No all’accordo con la Cina, sì ai diritti umani in Tibet

I giorni 22 e 23 marzo l’Italia riceverà il Presidente cinese Xi Jinping. La visita, secondo la stampa, prevede la sigla di vari trattati tra cui l’adesione dell’Italia (unico tra i G7) al progetto della Nuova Via della Seta ( One Belt One Road). Vogliamo qui far presente come, dopo l’entusiasmo iniziale, numerosi siano i paesi che stanno rivedendo la loro adesione al progetto, preoccupatiper le conseguenze sulla sovranità nazionale a causa dell’impossibilità di ripianare i debiti e della sempre più evidente progettualità egemonica della Cina a livello globale. Nell’aprile 2018, 27 su 28 ambasciatori dell’UE in Cina hanno firmato una relazione che sollevava forti preoccupazioni riguardo a OBOR in quanto contrario all’agenda dell’UE per la liberalizzazione del commercio e motivo di alterazione degli equilibri di potere a favore delle società cinesi anziché essere perfezionato con l’adozione degli accordi internazionali sostenuti dalla UE.

La Cina continua indisturbata nella violazione dei diritti umani come risulta dai recenti e documentati report sulle repressioni in Xinjiang e sull’internamento di milioni di Uighuri in campi di concentramento.
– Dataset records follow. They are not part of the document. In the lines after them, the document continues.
PR #1880, opened 2022-04-22
Fix join on the correct `cfd_id`

da-kami:
`commit_tx.id` points to the auto-generated `id` of the table, we what we have to `join` on is always `closed_cfds.id` which is represented as `cfd_id`, i.e. `commit_tx.cfd_id`.


bonomat (approved):
LGTM. Thanks for the test. Best test ever!

luckysori (approved):

PR #1893, opened 2022-04-26
Open user interface in default browser upon startup

da-kami:
This improves the experience to get the user interface up and running.
The URL includes username and password so the user just gets the UI.

Behaviour: Build it and run `./taker testnet` (or just `./taker` for mainnet) and the UI will just be opened in your default browser ready to use :) - This basically means double click will launch the UI (with daemon on mainnet)

Note: We might be able to access the `Username` and `Password` from the rocket state in the fairing (those two are managed by rocket), but I could not figure that out so I just create a dumb version for now. Making the password `Clone` might be somewhat of a security risk though.

### DIFF
--- a/taker/src/main.rs
+++ b/taker/src/main.rs
@@ -22,6 +22,8 @@ use daemon::N_PAYOUTS;
 use model::olivia;
 use model::Identity;
 use model::SETTLEMENT_INTERVAL;
+use rocket::fairing::AdHoc;
+use rocket::fairing::Fairing;
 use shared_bin::fairings;
 use shared_bin::logger;
 use shared_bin::logger::LevelFilter;
@@ -354,6 +356,7 @@ async fn main() -> Result<()> {
         .register("/", rocket::catchers![rocket_basicauth::unauthorized])
         .attach(fairings::log_launch())
         .attach(fairings::log_requests())
+        .attach(ui_browser_launch())
         .launch()
         .await?;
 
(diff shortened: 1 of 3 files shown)


bonomat (approved):
works for me

klochowicz:
how would this behave with docker container? are we sacrificing security of umbrel node or any other remote machine with this PR?

bonomat:
> how would this behave with docker container? are we sacrificing security of umbrel node or any other remote machine with this PR?

it will fail because there is no default browser in the docker container. This only works for binaries.

da-kami:
> > how would this behave with docker container? are we sacrificing security of umbrel node or any other remote machine with this PR?
> 
> it will fail because there is no default browser in the docker container. This only works for binaries.

It will then print on `debug` level that it was unable to start the UI in the default browser. I think this is acceptable at this point. But it's a good point, because I will likely still have to explain where to get the password from when using the container.

taker/src/main.rs
```diff
@@ -374,3 +377,33 @@ async fn resolve_maker_addresses(maker_addr: &str) -> Result<Vec<SocketAddr>> {
     );
     Ok(possible_addresses)
 }
+
+/// Attach this fairing to enable logging Rocket launch
```
thomaseizinger: Stale comment.

taker/src/main.rs
```diff
@@ -374,3 +377,33 @@ async fn resolve_maker_addresses(maker_addr: &str) -> Result<Vec<SocketAddr>> {
...
+pub fn ui_browser_launch(
+    username: rocket_basicauth::Username,
+    password: rocket_basicauth::Password,
+) -> impl Fairing {
+    AdHoc::on_liftoff("ui browser launch", move |rocket| {
+        Box::pin(async move {
+            let http_endpoint = format!(
+                "http://{}:{}@{}:{}",
+                username,
+                password,
```
thomaseizinger, line 399: You can get this from the `Rocket` instance: https://docs.rs/rocket/0.5.0-rc.1/rocket/struct.Rocket.html#method.state

rocket-basicauth/src/lib.rs
```diff
@@ -47,7 +47,7 @@ impl PartialEq<String> for Username {
     }
 }
 
-#[derive(Debug, PartialEq)]
+#[derive(Debug, PartialEq, Clone)]
```
thomaseizinger: We can revert this once we use https://docs.rs/rocket/0.5.0-rc.1/rocket/struct.Rocket.html#method.state.

klochowicz (approved):
happy for it to go in, Rocket state can be rolled out in a follow-up so not to hold the release off.

thomaseizinger (approved):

Intanto in Tibet la repressione e il controllo sempre più capillare sono giunti ormai al compimento del settantesimo anno. A questo proposito vorremmo ricordare che:

  • Nel 1950 la Cina ha invaso e occupato il Tibet, una nazione libera e indipendente.

  • La repressiva linea politica attuata da Pechino minaccia la sopravvivenza dell’identità tibetana.

  • Lo sviluppo economico in atto in Tibet arreca benefici quasi esclusivamente ai coloni cinesi e non ai tibetani.

  • A seguito dell’invasione e al termine della Rivoluzione Culturale, oltre il 90% del patrimonio culturale tibetano è andato distrutto. Prima di far saltare in aria con la dinamite gli edifici sacri tibetani, tutti gli oggetti preziosi vennero sottratti dalle Guardie Rosse e finirono a Pechino

  • Le auto immolazioni dei tibetani: a partire dal 2009, più di centosessanta tibetani – giovani, monaci, monache e laici – si sono cosparsi di benzina e si sono dati fuoco sacrificando la loro vita come estremo atto di protesta. Sappiamo che almeno centoventicinque di loro sono morti. Prima di cadere a terra, avvolti dalle fiamme, hanno gridato di volere il ritorno del Dalai Lama in Tibet e la libertà per il loro Paese.

  • La repressione di ogni pacifica manifestazione di protesta: dal gennaio 2012 i tibetani, privati di ogni libertà, compresa quella di praticare la propria religione, hanno dato vita a una serie di pacifiche proteste di massa. L’apparato di sicurezza cinese ha risposto con la forza, a colpi di bastone e aprendo il fuoco contro i dimostranti inermi. Non si contano gli arresti. Molti tibetani sono semplicemente “spariti”.

  • Le sessioni di “ri-educazione patriottica” all’interno dei monasteri: all’interno dei monasteri, monaci e monache sono sottoposti ad estenuanti programmi di “ri-educazione patriottica” durante i quali viene loro chiesto di abiurare il Dalai Lama e di giurare fedeltà al Partito comunista.

Per quanto sopra espresso mentre ci auguriamo che l’Italia possa ancora ponderare la scelta di offrire aperture di credito alla Repubblica Popolare Cinese e l’ingresso nel nostro paese del suo “Cavallo di Troia”, chiediamo alla RAI di mantenere alta l’attenzione dell’opinione pubblica sulla situazione in Tibet dando voce anche al dissenso e alle proposte ragionevoli del Governo Tibetano in Esilio per una pacifica soluzione del problema.

Aderiscono a questa richiesta:

Comunità Tibetana in Italia, Associazione Donne Tibetane in Italia, Associazione Italia-Tibet, Istituto Lama TzongKapa, 100% Free Tibet, ADHI Associazione, Anno del Dalai Lama, AREF International Onlus, Casa del Tibet Votigno di Canossa, Il Buddhismo Tibetano, GiamsèJhien Pen, Istituto Samantabhadra, L’eredità del Tibet- The Heritage of Tibet, Tibet la Bottega, Tibet House Foundation Italy, TsoPema non Profit, Casa del Tibet Roma.